In the final project of the Udacity Self-Driving Car Nanodegree Program students build code to drive Udacity’s very own self-driving car.
As with almost any type of computer programming, however, we’re not starting from scratch. There are existing operating systems and middleware and libraries that students will get to build on to drive the car.
One of these libraries is Autoware, which is an open-source self-driving car library maintained by Tier IV. We use Autoware particularly for its localization functions, which use our lidar data and a high-definition lidar map to figure out where our vehicle is in the world.
The specific localization algorithm that Autoware uses is called normal distributions transform (NDT) matching, which was originally developed by Peter Biber at the University of Tubingen. NDT is a little different than the particle filter localization we’ve worked with previously, so I’ve spent time over the last few days reviewing how it works.
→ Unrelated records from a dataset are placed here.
Issue #6739, opened 2024-03-15
Add `dns_server` option.


mhils:
#### Problem Description

This has come up a few times now: mitmproxy currently just opens asyncio sockets with the unresolved hostnames. Python's stdlib will then use libc's getaddrinfo, which always includes /etc/hosts. This can be very annoying, see e.g. https://github.com/mitmproxy/mitmproxy/issues/6737. We want a way to teach mitmproxy to use a custom DNS server.

#### Proposal

1. Implement an async `getaddrinfo` method that resolves a hostname using a custom DNS server. This could be done in either Python or Rust in mitmproxy-rs. My first best guess would be to go with https://docs.rs/hickory-resolver/latest/hickory_resolver/ in Rust.
2. Write an addon that defines a `dns_server` option and monkeypatches/replaces the current event loop's `getaddrinfo` to use our custom implementation if `dns_server` is set.

Ideally we start with a PR that does just the first part + tests before getting to part two.

oge1ata:
Hi @mhils Could I have a bit of explanation on this?

smenon02:
I can help with this! If anyone is currently working on this

smenon02:
anyone have any advice for creating test cases or testing the getaddrinfo method?

MiirzaBaig:
Can anyone elaborate more on this!
Has the issue resolved ?

PR #6975, opened 2024-06-29
Support all query types in DNS mode

errorxyz:
#### Description

Uses `mitmproxy_rs.DnsResolver` to resolve domain names that need to be checked in the hosts file first and forwards any other type of query to the server specified in the options
Fixes https://github.com/mitmproxy/mitmproxy/issues/6739

#### Checklist

~TODO: check and fix tests after we release latest version of `mitmproxy_rs`~

### DIFF
--- a/mitmproxy/addons/dns_resolver.py
+++ b/mitmproxy/addons/dns_resolver.py
@@ -5,19 +5,16 @@ from collections.abc import Sequence
 from functools import cached_property
 
 import mitmproxy_rs
-
 from mitmproxy import ctx
 from mitmproxy import dns
 from mitmproxy.proxy import mode_specs
-
-IP4_PTR_SUFFIX = ".in-addr.arpa"
-IP6_PTR_SUFFIX = ".ip6.arpa"
 
 
 class ResolveError(Exception):
     """Exception thrown by different resolve methods."""
 
     def __init__(self, response_code: int) -> None:
+        assert response_code != dns.response_codes.NOERROR
         self.response_code = response_code
 
 
@@ -83,7 +80,7 @@ class DnsResolver:
             if all_ip_lookups and ctx.options.use_hosts_file:
                 # TODO: We need to handle overly long responses here.
                 flow.response = await self.resolve_message(flow.request)
-            else:
+            elif not flow.server_conn.address:
                 flow.server_conn.address = (self.name_servers[0], 53)
 
     async def resolve_message(self, message: dns.Message) -> dns.Message:
@@ -109,9 +106,7 @@ class DnsResolver:
         except socket.gaierror as e:
             if e.args[0] == "NXDOMAIN":
                 raise ResolveError(dns.response_codes.NXDOMAIN)
-            elif e.args[0] == "NOERROR":
-                raise ResolveError(dns.response_codes.NOERROR)
-            else:
+            else: # pragma: no cover
                 raise ResolveError(dns.response_codes.SERVFAIL)
 
         return map(
--- a/mitmproxy/addons/dns_resolver.py
+++ b/mitmproxy/addons/dns_resolver.py
@@ -5,6 +5,7 @@ from collections.abc import Sequence
 from functools import cached_property
 
 import mitmproxy_rs
+
 from mitmproxy import ctx
 from mitmproxy import dns
 from mitmproxy.proxy import mode_specs
@@ -106,7 +107,7 @@ class DnsResolver:
         except socket.gaierror as e:
             if e.args[0] == "NXDOMAIN":
                 raise ResolveError(dns.response_codes.NXDOMAIN)
-            else: # pragma: no cover
+            else:  # pragma: no cover
                 raise ResolveError(dns.response_codes.SERVFAIL)
 
         return map(
--- a/mitmproxy/addons/dns_resolver.py
+++ b/mitmproxy/addons/dns_resolver.py
@@ -22,35 +22,34 @@ class ResolveError(Exception):
 class DnsResolver:
     def load(self, loader):
         loader.add_option(
-            "use_hosts_file",
+            "dns_use_hosts_file",
             bool,
             True,
             "Use the hosts file for DNS lookups in regular DNS mode/wireguard mode.",
         )
 
         loader.add_option(
-            "name_servers",
+            "dns_name_servers",
             Sequence[str],
             [],
             "Name servers to use for lookups. Default: operating system's name servers",
         )
 
     def configure(self, updated):
-        if "use_hosts_file" in updated or "name_servers" in updated:
-            del self.resolver
-            del self.name_servers
+        if "dns_use_hosts_file" in updated or "dns_name_servers" in updated:
+            self.__dict__.pop('resolver', None)
+            self.__dict__.pop('name_servers', None)
 
     @cached_property
     def resolver(self) -> mitmproxy_rs.DnsResolver:
         return mitmproxy_rs.DnsResolver(
-            name_servers=ctx.options.name_servers
-            or mitmproxy_rs.get_system_dns_servers(),
-            use_hosts_file=ctx.options.use_hosts_file,
+            name_servers=self.name_servers,
+            use_hosts_file=ctx.options.dns_use_hosts_file,
         )
 
     @cached_property
     def name_servers(self) -> list[str]:
-        return ctx.options.name_servers or mitmproxy_rs.get_system_dns_servers()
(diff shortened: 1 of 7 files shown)


errorxyz:
How do I tell the tests to use the updated `mitmproxy_rs`?

mhils:
> How do I tell the tests to use the updated `mitmproxy_rs`?

This currently requires us to ship a new release of mitmproxy_rs. There is an upper bound in https://github.com/mitmproxy/mitmproxy/blob/main/pyproject.toml#L45 though, so we can safely do that without affecting our users.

In order to figure out where we are in the world, we’ll probably use a map. There’s a whole branch of localization called simultaneous localization and mapping (SLAM), where we figure out how to navigate without a map, but that’s difficult. It’s easier just to have a map and so we’ll assume we have one.
In order to figure out where we are in the world, we take our own lidar scan and compare what we see to this map. You can basically imagine that we line up points and try to figure out, given what our current laser scan shows, where are we in this map?
One problem: our points will probably be a little off from the map. Measurement errors will cause points to be slightly mis-aligned, plus the world might change a little between when we record the map and when we make our new scan.
NDT matching provides a solution for these minor errors. Instead of trying to match points from our current scan to point on the map, we try to match points from our current scan to a grid of probability functions created from the map.
We break the point cloud map into three-dimensional boxes essentially assign a probability distribution to each box. The image above is actually a 2D probability function, but we can make a 3D function following the same principles.
This way, if we detect a point a few millimeters away from where the map thinks a point should be, instead of being completely unable to match those two points, our NDT matching function connects our detected point to the probability function on the map. There’s a kind of “near match”.
For anybody who’s taken Udacity’s lessons on particle filters, or studied them elsewhere, there is a whole separate issue of monte carlo randomization that particle filters use. It seems like that could be applied to NDT matching in pretty much the same fashion, and indeed there is a paper called “Normal distributions transform Monte-Carlo localization (NDT-MCL)” by Saarinen, et al. that seems to work out the details, although I haven’t gone through that in detail.